Summary
A caustic dissection of the Jazz Age’s moral elasticity, Daughters of Pleasure scrutinizes the staggering hypocrisy of Mark Hadley, a man whose recent financial ascension has birthed a grotesque sense of paternal righteousness. While Hadley castigates his daughter’s suitor, Kent Merrill, as a 'chippy chaser'—a colloquialism dripping with the era's specific brand of misogyny—he simultaneously navigates a clandestine labyrinth of infidelity. The narrative pivot occurs when Hadley’s daughter, seeking solace or perhaps a reflection of her own burgeoning independence, visits her old Parisian schoolmate, Lila. The ensuing collision is not merely a domestic scandal but a profound existential rupture; the 'French girl' Hadley has been dallying with is none other than the very woman his daughter calls a friend.

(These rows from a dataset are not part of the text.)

Issue #969, opened 2018-03-08
Multiple version of GPL detected in smartctl 6.5


JonoYang:
Reported by baskar.pammi@arris.com

ScanCode 2.2.1 detects multiple versions of the GPL in the binary `smartctl` built from [smartmontools 6.5](https://sourceforge.net/projects/smartmontools/files/smartmontools/6.5/). GPL 2.0 is the only license expected from `smartctl`.

![smartctl](https://user-images.githubusercontent.com/6044800/37172685-5cfe4bcc-22c6-11e8-8095-48484d16411e.png)

pombredanne:
@JonoYang Thanks. I have a few new license detection rules to fix this that I will commit shortly!

pombredanne:
This has been fixed and merged in develop. Review welcomed!

JonoYang:
The match to GPL 3.0 has been removed but there are still matches to GPL 1.0. This is due to ScanCode reporting the string "GPL" and "gpl" as the GPL 1.0 license. I'll submit a new PR for these cases.

JonoYang:
Fix merged into develop in #981

PR #975, opened 2018-03-10
smartmontools licenses

pombredanne:
Improve license detection for GPL and related notices found in smartmontools #969


pombredanne:
Looking good to me. Merging

PR #977, opened 2018-03-10
Improve copyright POS tagging

pombredanne:
* minor changes mostly from scanning several npms


pombredanne:
There is still a failure on Windows but this should be fixed in develop. I will merge this as it is.

PR #3628, opened 2023-12-27
Fix-up an accidental use of SPDX's `WITH` operator in a rule

fviernau:
Adjust a rule to return `bsd-new AND facebook-patent-rights-2 OR gpl-2.0` instead of `bsd-new WITH facebook-patent-rights-2 OR gpl-2.0`.

See individual commits.


AyanSinhaMahapatra (approved):
Thanks @fviernau!
LGTM! Merging.

PR #3650, opened 2024-02-07
Support conan in packagedcode

### LINKED ISSUE #2388: Add support for conan.io C/C++ packages
### Description
Conan is a C/C++ package manager and we should be able to collect metadata from it. It happens also to be coded in Python
See https://github.com/conan-io 

@marco-m-pix4d ping

keshav-space:
- Fixes #2388 

### Tasks


src/packagedcode/conan.py
```diff
@@ -0,0 +1,281 @@
...
+    def visit_Assign(self, node):
+        if not node.targets or not isinstance(node.targets[0], ast.Name):
+            return
+        if not node.value or not (
+            isinstance(node.value, ast.Constant) or isinstance(node.value, ast.Tuple)
+        ):
+            return
+        variable_name = node.targets[0].id
+        values = node.value
+        if variable_name == "name":
```
AyanSinhaMahapatra: Maybe we can have a dict mapper for the value mappings and then use setattr() instead of this long if-elif statement.

src/packagedcode/conan.py
```diff
@@ -0,0 +1,281 @@
...
+                    type=cls.default_package_type,
+                    primary_language=cls.default_primary_language,
+                    namespace=None,
+                    version=version,
+                    download_url=url,
+                    sha256=sha256,
+                )
+
+    @classmethod
+    def assemble(
```
AyanSinhaMahapatra, line 217: Usually we have the assemble function under a base class and then inherit that in all other datafile handlers if these manifests can exist on their own and also together, to cover all the cases, would that also benifit us here?

src/packagedcode/conan.py
```diff
@@ -0,0 +1,281 @@
...
+            cls.assign_package_to_resources(
+                package=package,
+                resource=resource,
+                codebase=codebase,
+                package_adder=package_adder,
+            )
+        yield resource
+
+
+def is_constraint_resolved(constraint):
```
AyanSinhaMahapatra, line 270: These functions would benefit from having docstrings for verbosity

tests/packagedcode/data/conan/recipes/boost/manifest/conanfile.py
```diff
@@ -0,0 +1,1831 @@
+from conan import ConanFile
+from conan.errors import ConanException, ConanInvalidConfiguration
+from conan.tools.apple import is_apple_os, to_apple_arch, XCRun
+from conan.tools.build import build_jobs, check_min_cppstd, cross_building, valid_min_cppstd, supported_cppstd
```
AyanSinhaMahapatra: We can probably remove some unused sections from these huge conanfile.py test files safely without any effect on the parsing.

src/packagedcode/conan.py
```diff
@@ -0,0 +1,281 @@
...
+        for version, source in sources.items():
+            sha256 = source.get("sha256", None)
+            urls = []
+            source_urls = source.get("url")
+            if isinstance(source_urls, str):
+                urls.append(source_urls)
+            elif isinstance(source_urls, list):
+                urls.extend(source_urls)
+
+            for url in urls:
```
AyanSinhaMahapatra: Here all the URLs in one section is for one package, so we should yield one package only? Possibly with the other urls stored somewhere else? Extra data maybe? Two packages having the same sha256 value probably should not have two seperate entries. Even after combining the package data from conandata.yml and conanfile.py we have duplicate package instance entries with same purls, which should not be the case.

Another thing, but not too important probably, as I assume the conandata.yml files are not seen in isolation:
Also if it is clear and is a standard for conan package archive filenames having the name and version, we should probably also try to get the name out of it so we have valid purls? This would not have any impact on assembly as they would be merged allright if the purl is same, but would have purls also in the package data output.

src/packagedcode/conan.py
```diff
@@ -0,0 +1,281 @@
...
+            version=parser.version,
+            description=parser.description,
+            homepage_url=parser.homepage_url,
+            keywords=parser.keywords,
+            extracted_license_statement=parser.license,
+            dependencies=dependencies,
+        )
+
+
+class ConanDataHandler(models.DatafileHandler):
```
AyanSinhaMahapatra, line 175: I saw some different kinds of conandata.yml too like this  https://github.com/Ultimaker/Cura/blob/main/conandata.yml is this seen often? do we support this? Is this a different version of conandata?

AyanSinhaMahapatra (changes requested):
@keshav-space Thanks++
Looking great already, I had some questions and comments for you to consider, see below.

tests/packagedcode/data/plugin/help.txt
```diff
@@ -174,6 +174,20 @@ Package type:  composer
   description:       PHP composer lockfile
   path_patterns:    '*composer.lock'
 --------------------------------------------
```
AyanSinhaMahapatra, line 176: Run also this script: https://github.com/nexB/scancode-toolkit/blob/2388-support-conan/docs/scripts/regen_package_docs.sh to update available package parsers script at `docs/source/reference/available_package_parsers.rst`

src/packagedcode/conan.py
keshav-space: Good idea :)

src/packagedcode/conan.py
keshav-space: conanfile.py can exist on its own, but conandata.yml should not exist in isolation. We need the custom assembly only in the case of conandata.yml

src/packagedcode/conan.py
keshav-space: > Here all the URLs in one section is for one package, so we should yield one package only? Possibly with the other urls stored somewhere else? Extra data maybe? Two packages having the same sha256 value probably should not have two seperate entries. Even after combining the package data from conandata.yml and conanfile.py we have duplicate package instance entries with same purls, which should not be the case.

Yes, you are right. We should not duplicate the package based on different download urls. I discussed this with @pombredanne , and he suggested that we should pick the first download url and revisit this issue(https://github.com/nexB/scancode-toolkit/issues/3654) later on if we feel the need to handle it differently.

> Another thing, but not too important probably, as I assume the conandata.yml files are not seen in isolation:
> Also if it is clear and is a standard for conan package archive filenames having the name and version, we should probably also try to get the name out of it so we have valid purls? This would not have any impact on assembly as they would be merged allright if the purl is same, but would have purls also in the package data output.

It's not standard practice to put the package name in `conandata.yml`. conandata.yml ideally only contains information that is supposed to change or be added over time, such as version, download_url, checksums, and it's unlikely that the name would be changed over time.

src/packagedcode/conan.py
keshav-space: Technically speaking `conandata.yml` can contain arbitrary information, but we're only interested in the part specified here https://docs.conan.io/2/tutorial/creating_packages/handle_sources_in_packages.html#using-the-conandata-yml-file. This section of conandata.yml specifies how to provide the url and sha256 for each version.
Apart from that, developers can specify any other information in this YML file that they might need to automate the `conanfile.py`.

tests/packagedcode/data/plugin/help.txt
keshav-space: Done!

src/packagedcode/conan.py
pombredanne: Which brings to light the limits of a single-file-at-a-time approach. Should we start looking outside of the current file? ScanCode is not design for this at all though for now.

pombredanne (approved):
LGTM! we just need a changelog

src/packagedcode/conan.py
keshav-space: In case of conan, we need to process 2 files to obtain the package data. However, if we encounter a scenario where we have more than 2 files that need to be processed to obtain package data, processing multiple files at once would be helpful. Otherwise, the assembly will become a bit complex.

AyanSinhaMahapatra (approved):
LGTM! Thanks @keshav-space 
Merging!

Issue #3547, opened 2023-10-11
Refine referenced_filenames in license rules


pombredanne:
We should improve license rules "referenced_filenames" support.

Today we can follow the referenced "referenced_filenames" of a matched license rule and assigned the license of referenced file to the matched that referenced it.

For instance, with a match to an `unknown-license-reference` rule with text `see license in license.txt`, a detection would group this match and the match(es) in `license.txt`.

This works in some cases and not at all in some other cases. But in earnest, there are at least two different styles of file references that we are mixing up today:

1. The "See license in LICENSE file" style where the rule is for an unknown license (reference) and the file reference is either a notice or license text. Here we should deference and get the license found in the LICENSE file as the license of the whole detection. 

The license in the referenced file  becomes the new license of this match, overriding its license expression.

2. The "Licensed under the LGPL. See COPYING for details" style where the rule is a notice and the file reference points to a license text or a notice. Here we should merged the license in this rule and the license in the file reference in a smart way. For instance "LGPL" here is for LGPL-2.0 or later, but the COPYING may be for a an LGPL-2.1 and the apparent contradiction should be resolved in the detection. 

The license in the referenced file only supports the license of this match and could either:
- refine and precise the license of the match (like in the case above).
- merely supports a notice. 

For instance a notice may be: "Licensed under the GPLv2 or MIT. See GPL.txt and MIT.txt for details". Here the expression is a choice of `GPL-2.0 OR MIT`. If we combine the `GPL-2.0` in GPL.txt and the `MIT` in MIT.txt we end up, overriding this expression with a a new detection and an expression of `GPL-2.0 AND MIT` which is incorrect..

Another example is the case where we have an LGPL-3.0 notice and where there is a n LGPL and a GPL text where the GPL is only supporting the LGPL.

AyanSinhaMahapatra:
> where there is a n LGPL and a GPL text where the GPL is only supporting the LGPL.

@pombredanne are there other cases of dependent keys like this?

And does other examples of case 2 come to mind where we don't want to use referenced matches?

pombredanne:
I bumped into this again, and referenced_filenames is not always helping with accurate license detection:

When a notice that contains referenced_filenames is correctly detected and non-ambiguous, we should improve detection processing
- for instance, notice to GPL-2.0-or-later points to COPYING with GPL-2.0-only: we should still have a GPL-2.0-or-later
[...]

PR #3681, opened 2024-02-27
Refine referenced filenames #3547

AyanSinhaMahapatra:
This PR refine how we handle "referenced filenames" that we track in license detection rules.
We use improved heuristics to decide if a something detected like "See license in COPYING" will follow the license found in the file "COPYING" or not follow and reuse it in the detection, as suggested in the issue:
- https://github.com/nexB/scancode-toolkit/issues/3547

### Tasks


src/licensedcode/detection.py
```diff
@@ -1356,6 +1375,53 @@ def has_references_to_local_files(license_matches):
     )
 
 
+def use_referenced_license_expression(referenced_license_expression, license_detection, licensing=Licensing()):
```
pombredanne, line 1378: What about this:
```
    Return True if the ``license_detection`` LicenseDetection should include
    the matches represented by the ``referenced_license_expression`` string.
    Return False otherwise.
    This determination is based on multiple factors detailed in comments below. 
    
    Used when we have a ``license_detection`` with a match to a license rule like
    "See license in COPYING" and where the ``referenced_license_expression`` is the
    expression found in the "COPYING" file. This  expression is the combined
    expression for all matches found in "COPYING".

    The actual combination of other matches in ``license_detection`` is the
    responsibility of the caller.
```

src/licensedcode/detection.py
```diff
@@ -1356,6 +1375,53 @@ def has_references_to_local_files(license_matches):
...
+    same_expression = referenced_license_expression == license_detection.license_expression
+    same_license_keys = license_keys == referenced_license_keys
+
+    # If we have the same license keys but not the same license expression then
+    # the reference could merely be pointing to notices, combining which produces
+    # a different expression, and the original detection is correct
+    if same_license_keys and not same_expression:
+        return False
+
+    if len(referenced_license_keys) > 5:
```
pombredanne, line 1427:
```suggestion
    # when there are many license keys in an expression, and there are no
    # unknown or other cases, we cannot safely conclude that we should
    # follow the license in the referenced filenames. This is likely
    # a case where we have larger notices and several combined expressions, 
    if len(referenced_license_keys) > 5:
```

tests/licensedcode/data/plugin_license/ignored_reference/or_and_problem.expected.json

This silent-era melodrama serves as a palimpsest of the era's social anxieties, where the nouveau riche attempt to purchase a morality they cannot possibly inhabit.
Synopsis
A newly wealthy Mark Hadley tells his daughter to get rid of her boyfriend Kent Merrill, who he says is a "chippy chaser". Meanwhile, Mark--unbeknownst to his wife and daughter--is having a fling with a pretty young French girl. When his daughter visits her friend Lila, who was a schoolmate in Paris, she is shocked to discover her father there--the French girl he's dallying with is Lila.